Copris megaceratoides

Scientific classification
- Kingdom: Animalia
- Phylum: Arthropoda
- Class: Insecta
- Order: Coleoptera
- Suborder: Polyphaga
- Infraorder: Scarabaeiformia
- Family: Scarabaeidae
- Genus: Copris
- Species: C. megaceratoides
- Binomial name: Copris megaceratoides Waterhouse, 1891
- Synonyms: Copris dracoides Frey ; Copris ferreirae Frey, 1974 ;

= Copris megaceratoides =

- Genus: Copris
- Species: megaceratoides
- Authority: Waterhouse, 1891

Species of beetle

Copris megaceratoides is a species of beetle of the family Scarabaeidae.

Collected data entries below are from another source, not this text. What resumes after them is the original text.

PR #4231, opened 2025-06-25
New fixed-point crate `feldera-fp`.

blp:
This has the features used by `crates/sqllib/src/dec.rs`, except that it doesn't implement the traits defined inside `dbsp` yet (which are trivial anyhow).  It has two downsides:

* It's barely tested.

* Most of the operations round toward zero instead of to even.

If it's useful, then I can fix both of those in a day or two.

In my tests, this is very fast.  For adding the number 1 to a counter 1,000,000 times, I got the following timings:

* `f64`: 0.001s.
* `feldera-fp`: 0.002s.
* `rust_decimal`: 0.010s.
* `dec`: 0.032s.

### DIFF
--- a/crates/fxp/src/lib.rs
+++ b/crates/fxp/src/lib.rs
@@ -46,9 +46,78 @@ mod rkyv_impl;
 /// `x` as `x * 10**P`.  This limits `S` to 38 because `10**38 ≤ 2**127 - 1 <
 /// 10**39`.  A single `i64` would be sufficient for `S ≤ 18`, and a single
 /// `i32` for `S ≤ 9`, but the implementation does not optimize for those cases.
-#[derive(Copy, Clone, Default, PartialEq, Eq, PartialOrd, Ord, Hash)]
+#[derive(Copy, Clone, Default, Eq, Ord, Hash)]
 #[cfg_attr(feature = "size_of", derive(size_of::SizeOf))]
 pub struct Fixed<const P: usize, const S: usize>(i128);
+
+impl<const P0: usize, const S0: usize, const P1: usize, const S1: usize> PartialEq<Fixed<P1, S1>>
+    for Fixed<P0, S0>
+{
+    fn eq(&self, other: &Fixed<P1, S1>) -> bool {
+        match S0.cmp(&S1) {
+            Ordering::Less => I256::from_product(self.0, pow10(S1 - S0)) == I256::from(other.0),
+            Ordering::Equal => self.0 == other.0,
+            Ordering::Greater => I256::from(self.0) == I256::from_product(other.0, pow10(S0 - S1)),
+        }
+    }
+}
+
+macro_rules! partial_eq_int {
+    ($type_name:ty) => {
+        impl<const P0: usize, const S0: usize> PartialEq<$type_name> for Fixed<P0, S0> {
+            fn eq(&self, other: &$type_name) -> bool {
+                self.0 % Self::scale() == 0 && self.0 / Self::scale() == *other as i128
+            }
+        }
+    };
+}
+partial_eq_int!(i8);
+partial_eq_int!(i16);
+partial_eq_int!(i32);
+partial_eq_int!(i64);
+partial_eq_int!(i128);
+partial_eq_int!(isize);
+partial_eq_int!(u8);
+partial_eq_int!(u16);
+partial_eq_int!(u32);
+partial_eq_int!(u64);
+
+impl<const P0: usize, const S0: usize> PartialEq<u128> for Fixed<P0, S0> {
+    fn eq(&self, other: &u128) -> bool {
+        self.0 >= 0
+            && self.0 % Self::scale() == 0
+            && (self.0 / Self::scale()).cast_unsigned() == *other
+    }
+}
+
+impl<const P0: usize, const S0: usize> PartialEq<usize> for Fixed<P0, S0> {
+    fn eq(&self, other: &usize) -> bool {
+        self.0 >= 0
+            && self.0 % Self::scale() == 0
+            && (self.0 / Self::scale()).cast_unsigned() == *other as u128
+    }
+}
+
+#[inline(never)]
+pub fn eq_i32(f: Fixed<38, 0>, x: i32) -> bool {
+    f == x
+}
+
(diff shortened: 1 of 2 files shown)


gz:
if the new crate needs to be published (e.g., is referenced by any published crate) make sure to adjust the workflow CI
`.github/workflows/publish-crates.yml` or set `publish = false` in Cargo.toml otherwise

(also note that the order in publish-crates.yml matters so best to test it using -dry-run)

blp:
@mihaibudiu gave me an additional to-do list via Slack:5
* [x] Implement all the traits needed for DBSP including aggregation (I think that I can just implement all the traits implemented for the existing decimal type).
* [x] Add strict_ variants of the checked_ functions
* [x] Write a test that demonstrates Fixed in a circuit.
* [x] sqrt
* [x] pow
* [x] rounding
* [x] Write a function to demonstrate that taking `Option<Fixed>` parameters and returning `Option<Fixed>` works (e.g. a version of `checked_add_generic` that takes and returns `Option<Fixed>`)
* [x] Anything else that `dec.rs` needs.

gz:
can we rename the folder to `fp` instead of `feldera-fp`? less typing since we're already in the feldera repo

mihaibudiu:
Fp is taken

gz:
I'm just suggesting to name the folder under crates/ from `feldera-fp` to `fp` the crate name can still be `feldera-fp`

blp:
> Fp is taken

We can rename the directory without renaming the crate.

crates/feldera-fp/src/lib.rs
```diff
@@ -0,0 +1,911 @@
...
+                // Divide by a negative exponent.
+                let Some(divisor) = checked_pow10(exponent.unsigned_abs()) else {
+                    // `10**-exponent` is greater than `i128::MAX`.  The result
+                    // must be zero.
+                    return Some(Self::ZERO);
+                };
+
+                // Round toward even.
+                let quotient = value.abs() / divisor;
+                let remainder = value.abs() % divisor;
```
michalfita: Would lead to panic on division by zero, while I think this is good place to deal with the erroneous situation gracefully.

michalfita:
Add benchmark number for [`bigdecimal`](https://docs.rs/bigdecimal/latest/bigdecimal/) as well. It would probably be good if the crate has it's own `README.md` then seen in `crates.io`.

Not sure if using `fp` abbreviation is right as in computer sciences usually refers to floating point operations (after referring to functional programming), maybe `fxp` would be better?

crates/feldera-fp/src/lib.rs
blp: We know that `divisor` is nonzero here, because it came from `checked_pow10`, which never returns zero.

michalfita: Right, misread the intention. You reply would be a good comment here.

blp: Good point. I'll write the comment as an assertion :-)

I noticed that the `abs` can panic here, so it's better to do the arithmetic in `i128`, like this:

```patch
diff --git a/crates/fp/src/lib.rs b/crates/fp/src/lib.rs
index 96b59314a..32b33490d 100644
--- a/crates/fp/src/lib.rs
+++ b/crates/fp/src/lib.rs
@@ -217,17 +217,21 @@ impl<const P: usize, const S: usize> Fixed<P, S> {
                 };
 
                 // Round toward even.
-                let quotient = value.abs() / divisor;
-                let remainder = value.abs() % divisor;
-                let new_value = match remainder.cmp(&(divisor / 2)) {
-                    Ordering::Less => quotient,
-                    Ordering::Equal => quotient + quotient % 2,
-                    Ordering::Greater => quotient + 1,
+                //
+                // For negative `x` and positive `y`, `x / y` rounds toward 0
+                // and `x % y` is zero or negative.
+                debug_assert!(divisor >= 2);
+                let quotient = value / divisor;
+                let remainder = value % divisor;
+                let round_away_from_zero = match remainder.abs().cmp(&(divisor / 2)) {
+                    Ordering::Less => false,
+                    Ordering::Equal => (quotient % 2) != 0,
+                    Ordering::Greater => true,
                 };
-                if value < 0 {
-                    -new_value
+                if round_away_from_zero {
+                    quotient + quotient.signum()
                 } else {
-                    new_value
+                    quotient
                 }
             }
             Ordering::Equal => value,
```

blp:
@mihaibudiu This is worth another look.

mihaibudiu:
I will give it a much more than just a look soon.

blp:
I'll add an example in a bit. It revealed a few pieces that needed adding, so maybe it is worth waiting until then @mihaibudiu

blp:
> I'll add an example in a bit. It revealed a few pieces that needed adding, so maybe it is worth waiting until then @mihaibudiu

Done, I added the example and what it needed.

blp:
@mihaibudiu I added a test that shows how to use and return `Option<Fixed>`, as you requested.

crates/fxp/src/lib.rs
```diff
@@ -0,0 +1,2040 @@
...
+        Self(value as i128 * Self::scale())
+    }
+
+    /// Returns `value` in this type.
+    ///
+    /// # Panic
+    ///
+    /// Panics if this type cannot hold every `isize` value.
+    pub const fn for_isize(value: isize) -> Self {
+        match isize::BITS {
```
mihaibudiu, line 430: didn't know this trick

mihaibudiu: I wonder whether we assume isize to have 64 bits in our code.

crates/fxp/src/lib.rs
```diff
@@ -0,0 +1,2040 @@
...
+    pub const fn strict_div_integer(self, other: Self) -> i128 {
+        self.checked_div_integer(other).unwrap()
+    }
+
+    /// Remainder, as defined for `remainder` in [General Decimal Arithmetic].
+    /// Returns `None` if `other` is zero.
+    ///
+    /// [General Decimal Arithmetic]: https://speleotrove.com/decimal/decarith.pdf
+    pub const fn checked_rem_integer(self, _other: Self) -> Option<Self> {
+        todo!()
```
mihaibudiu, line 564: I think SQL needs this one.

It is found in Benin, Gambia, Ghana, Nigeria, the Democratic Republic of the Congo, Guinea and Senegal.

==Description==
Adults reach a length of about 20–23 mm. They are black, slightly glossy and partly dull. There is a backward-curving conical horn on the frons. The entire head, including the horn, is densely and very shallowly punctate. The pronotum bears a broad projection. Next to this, is a very deep, round pit, which is flanked outwards by a large, triangular, and pointed tooth. This tooth is inclined forwards and slightly outwards and has an accessory tooth at its base. The pronotum is densely and shallowly punctate. The elytra are distinctly striate.